Dear Jennifer,
I forbid my 13-year-old daughter to wear thong underwear. After a month of arguing, she stopped asking. As I was cleaning up, I found a stash of her underwear that she had butchered with scissors to make homemade thongs. Should I confront her?
--- Thong Thung Blue
Dear Blue,
I'm going to go out on a limb and assume your husband takes his meals in the basement while you argue the subject with your daughter.
You must know that this is not about thongs, tattoos, piercings, or hanging out at the mall. It's about who controls the household for the last four years of your legal obligation without anyone getting hurt.
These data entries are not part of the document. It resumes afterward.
PR #1746, opened 2025-04-30
Add some missing mappings to the default mappings

DaanDeMeyer:
I found these trying to get IWYU running on systemd's codebase


kimgr:
Nominally looks good, but I don't have some of the headers on my Ubuntu 24.04 system. My GNU libc version is 2.39.

Is yours older or newer?
```
grep -Er -A1 "#\s*define\s+__GLIBC__" /usr/include
```

DaanDeMeyer:
Much newer, I'm running Fedora rawhide.

kimgr:
Thanks, that explains it. Unfortunately these mapping definitions exist in two places: can you also mirror the changes in `include_picker.cc`, `libc_include_map`: https://github.com/include-what-you-use/include-what-you-use/blob/master/iwyu_include_picker.cc#L346?

DaanDeMeyer:
> Thanks, that explains it. Unfortunately these mapping definitions exist in two places: can you also mirror the changes in `include_picker.cc`, `libc_include_map`: https://github.com/include-what-you-use/include-what-you-use/blob/master/iwyu_include_picker.cc#L346?

Done

PR #967, opened 2023-02-08
[14.0][IMP] mrp_multi_level: Supply method computation for MRP Parameters

BernatPForgeFlow:
For each MRP Parameter, we will calculate its supply method based on the procurement rules path. We will go back in the rules until we find that the action is "buy" or "manufacture", or until the action is "Pull From" or "Pull & Push" and the supply method is "Take from Stock".

This means we will show what the latest rule is if we were to do a procurement. Although it would be possible that the final action does not end up being executed if stock already exists in one of the intermediate locations.

### DIFF
--- a/mrp_multi_level/demo/product_product_demo.xml
+++ b/mrp_multi_level/demo/product_product_demo.xml
@@ -36,6 +36,14 @@
             eval="[(6, 0, [ref('mrp.route_warehouse0_manufacture')])]"
         />
     </record>
+    <record id="product_product_fp_4" model="product.product">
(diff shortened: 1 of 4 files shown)


JordiBForgeFlow (approved):

LoisRForgeFlow (approved):
LGTM

LoisRForgeFlow:
CI issues have been fixed with https://github.com/OCA/manufacture/pull/984.

/ocabot merge patch

LoisRForgeFlow:
@BernatPForgeFlow Can you port this to 13, 15 and 16?

PR #975, opened 2023-02-13
[15.0][MIG] mrp_bom_line_sequence

JuanyDForgeflow:


AaronHForgeFlow:
Edit: well, actually it works, because the sequence is not propagated to any other place in Odoo. Actually the description of the module is misleading because the sequence is not propagated anywhere, but standard Odoo will take the same order when creating an MO for the BOM. The refactor is not needed in this case.

AaronHForgeFlow (commented):
Fuctional tests ok!

AaronHForgeFlow (approved):

JasminSForgeFlow (approved):
Functional Test

LoisRForgeFlow (approved):
/ocabot merge nobump

PR #978, opened 2023-02-17
[15.0][MIG] quality_control_stock_oca

dalonsod:
Standard migration


dalonsod:
@jonerikceberio @CarlosRoca13 could you review? Thanks!

CarlosRoca13 (approved):
Code review

quality_control_stock_oca/tests/test_quality_control_stock.py
```diff
@@ -97,7 +97,7 @@ def setUp(self):
     def _create_user(self, login, groups, company):
```
pedrobaeza: @victoralmau, how is the existing helper method in core for doing this?

victoralmau: https://github.com/odoo/odoo/blob/15.0/odoo/tests/common.py#L110-L154

pedrobaeza: @dalonsod please use this method instead.

pedrobaeza (approved):
But there's a failing unrelated test

@LoisRForgeFlow is with `mrp_multi_level`. Can you check it?

LoisRForgeFlow:
@dalonsod @pedrobaeza There have been some merges in the last days in v15 without issues with mrp_multi_level tests, could you rebase this PR to be sure it wasn't something punctual?

Thanks,

dalonsod:
Rebase made, still in error 😟

LoisRForgeFlow:
@dalonsod Then there must be some conflicting functions somewhere (it can be a third module in combination with these 2) or some issue in OCA CI. I quickly run the tests in my local with both quality_contro_stock_oca and mrp_multi_level isntalled, and they all passed.

dalonsod:
Thanks @LoisRForgeFlow .
Which should be the next step in these cases?

LoisRForgeFlow:
@dalonsod You could try to install all OCA/manfuacture addons available in your local to try to be able to reproduce the error. If with that you still don't get the error, you will need to run tests using the OCA CI image.

dalonsod:
@LoisRForgeFlow added this addon as rebel module, but test error persists in the same way. Maybe am I doing something wrong with this?

LoisRForgeFlow:
> @LoisRForgeFlow added this addon as rebel module, but test error persists in the same way. Maybe am I doing something wrong with this?

After editing the copier answers like this, you need to run the following command for the change to be applied to the relevant files: `copier -f update`

LoisRForgeFlow:
Also, could you do this in a separate commit from migration one? using that commit to also add a good explanation of why it is neede to mark it as rebel.

dalonsod:
> After editing the copier answers like this, you need to run the following command for the change to be applied to the relevant files: `copier -f update`

Sorry, I'm newbie with copier... `copier update -f` returns `Template uses unsafe feature: tasks` error and no changes have been made.

quality_control_stock_oca/models/stock_picking_type.py
```diff
@@ -0,0 +1,36 @@
...
+from odoo import api, models
+
+
+class StockPickingType(models.Model):
+    _inherit = "stock.picking.type"
+
+    def _create_qc_trigger(self):
+        for picking_type in self:
+            qc_trigger = {
+                "name": picking_type.name,
```
Saran440:
```suggestion
                "name": picking_type.name,
```

if we have 2 warehouse it will show same name. Is it posible to add hook function or change it to uniqe?

dalonsod: Yes, what do you think about using `display_name` instead of `name` for `picking_type`? It'll be shown e.g. "Warehouse: operation"

Saran440: @dalonsod I agree to use `display_name`

dalonsod: Done! Could you approve this? 😇

dalonsod:
@LoisRForgeFlow test errors are gone! Is this ready to be merged?

Saran440 (approved):

.copier-answers.yml
```diff
@@ -14,7 +14,8 @@ include_wkhtmltopdf: false
 odoo_version: 15.0
 org_name: Odoo Community Association (OCA)
 org_slug: OCA
-rebel_module_groups: []
+rebel_module_groups:
```
Saran440: This file should not change manual

pedrobaeza:
@dalonsod why do you need to put it as rebel module?

dalonsod:
Tests fail for `mrp_multi_level` and couldn't find why, you can see PR history. After a talk with @LoisRForgeFlow I've changed to this approach. Is that correct from your poing of view?

pedrobaeza:
Please remove that part to let me see which is the error in the CI, so I can tell you.

dalonsod:
@pedrobaeza removed rebel module configuration, today it works 🤔

If it's OK, I'll remove unnecessary commits and should it be merged?

pedrobaeza:
Yes, please

dalonsod:
Done!

PR #984, opened 2023-02-23
[14.0][FIX] mrp_component_operation: fix test and small issues

DavidJForgeFlow:
The test were not passing when also installing mrp_multi_level, the pickings weren't in the desired order. 
Also there was a problem when only 1 picking was in the system.

@BernatPForgeFlow @LoisRForgeFlow


LoisRForgeFlow (approved):
LGTM

BernatPForgeFlow (approved):

PR #985, opened 2023-02-23
[14.0][FIX] mrp_subcontracting_purchase_link: link to PO line, not PO

ThiagoMForgeFlow:
The mrps related with a subcontracting process, there are linked to the purchase line associated, not the purchase order

@ForgeFlow

### DIFF
--- a/mrp_subcontracting_purchase_link/models/mrp_production.py
+++ b/mrp_subcontracting_purchase_link/models/mrp_production.py
@@ -8,5 +8,13 @@ class MrpProduction(models.Model):
     _inherit = "mrp.production"
 
     purchase_order_id = fields.Many2one(
-        "purchase.order", "Subcontract Purchase Order", readonly=True
+        "purchase.order",
+        "Subcontract Purchase Order",
+        readonly=True,
+        related="purchase_line_id.order_id",
+        store=True,
+    )
+
+    purchase_line_id = fields.Many2one(
+        "purchase.order.line", "Subcontract Purchase Order Line", readonly=True
     )
--- a/mrp_subcontracting_purchase_link/__manifest__.py
+++ b/mrp_subcontracting_purchase_link/__manifest__.py
@@ -1,7 +1,7 @@
 # Copyright 2020 Quartile Limited
 # License LGPL-3.0 or later (http://www.gnu.org/licenses/lgpl).
 {
-    "name": "Link Purchase Order to Subcontract Productions",
+    "name": "Link Purchase Order Line to Subcontract Productions",
     "version": "14.0.1.0.1",
     "category": "Manufacturing",
     "license": "LGPL-3",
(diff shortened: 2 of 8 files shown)


JordiBForgeFlow:
@yostashiro do you agree with this?

MiquelRForgeFlow:
It would need migration scripts...

JordiBForgeFlow (approved):
@MiquelRForgeFlow After the changes made by @ThiagoMForgeFlow no migration is required. I just tested that. I installed the module in the previous version, created a subcontracting PO and then I upgraded the module to this PR, and the link is maintained.

JordiBForgeFlow:
cc @LoisRForgeFlow

MiquelRForgeFlow:
@JordiBForgeFlow Yes, I see. But, another thing is bothering me. Imagine having a mrp.production record with purchase_order_id filled. Then implement this change. The field purchase_order_id will be still be filled, because it's stored, but it will be not making much sense as it will be related to an empty purchase_line_id. I think, shouldn't we execute an script to fill the purchase_line_id?

JordiBForgeFlow:
@MiquelRForgeFlow your desires have been accomplished.

image

JordiBForgeFlow:
To merge use major, otherwise the migration will not run

MiquelRForgeFlow (approved):
Thank you, Genie.

JordiBForgeFlow:
@LoisRForgeFlow This one is ready to merge

mrp_subcontracting_purchase_link/models/mrp_production.py
```diff
@@ -8,5 +8,13 @@ class MrpProduction(models.Model):
...
     purchase_order_id = fields.Many2one(
-        "purchase.order", "Subcontract Purchase Order", readonly=True
+        "purchase.order",
+        "Subcontract Purchase Order",
+        readonly=True,
+        related="purchase_line_id.order_id",
+        store=True,
+    )
+
+    purchase_line_id = fields.Many2one(
```
yostashiro, line 18: Another approach could be to make this a stored compute field with a compute method like below, removing the extension of `_prepare_subcontract_mo_vals()`.

```
@api.depends("move_dest_ids")
def _compute_purchase_line_id(self):
    for production in self:
        if production.move_dest_ids:
            production.purchase_line_id = production.move_dest_ids[0].purchase_line_id
```

If we take this approach, though, we may need to prepare a pre-init hook script for newly installing this module in an existing database with many subcontracting transactions.

yostashiro (approved):
The proposed change makes sense to me. I'm curious - did you face some inconveniences for not having the link between manufacturing order and purchase order line?

mrp_subcontracting_purchase_link/models/mrp_production.py
ThiagoMForgeFlow: In the case of subcontracting, it makes sense to have the purchase order line in the manufacturing order, as it provides coherence when passed in _prepare_subcontract_mo_vals because you have it directly

JordiBForgeFlow:
@LoisRForgeFlow can you merge this one?

LoisRForgeFlow (approved):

The gauntlet has been thrown down. Put your game face on and call in the big guns. Think of your most annoying relative. The one who corners you at holiday parties to tell you how you should be living your life while they throw back whiskeys and chain smoke. Invite that person over for dinner. As you set the entrée on the table, bring up the topic of thong underwear. Pretend you have to return to the kitchen for one more item, then slip into the basement and join your husband for a candlelit supper while your daughter receives her lessons in life from her dear Aunt Bertha.
What will this strategy accomplish in the battle of parent vs. teen? It will only make matters worse, building resentment in your daughter. Why do it? It will give you a tremendous laugh for days to come and provide a rare opportunity for you to spend quiet time with your husband.